◆ **PROBLEM STATEMENT**: State the count of lines below featuring the word "Added", and write nothing further.

########################################

PR #1897, opened 2026-07-28
fix(mvm-runtime): make virtqueue used index device-owned across drains

auser:
Makes the virtio used-ring index device-owned for the in-house VMM's blk, fs, and vsock devices.

Previously each device re-read the used index from guest-writable RAM at the start of every drain/completion. Now it is carried in per-queue device state, mirroring how `last_avail` is already handled.

Lifecycle semantics:
- `next_used` is initialized to 0 when queue state is created.
- It resets to 0 when QueueReady transitions 0 -> 1 (driver must zero the used ring before enabling) and when the device is reset (Status = 0).
- It is carried across drains within an enabled queue.

For vsock, `build_split_queue` now seeds the virtio-queue `Queue` with both `next_avail` (from `last_avail`) and `next_used` (from `q.next_used`); the per-drain callers no longer read the guest's used index.

Tests:
- Added QueueReady-reset and device-reset lifecycle tests for each device.
- Added cross-drain witnesses for each device: guest scribbles a bogus used index between drains, and completions continue at the device's own next slot.
- The vsock differential tests remain byte-identical for conformant/zero-seeded cases. New "device-owned wins" tests cover the non-zero pre-seed divergent case.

########################################

◆ **RESPONSE FOR THIS EXERCISE**: 2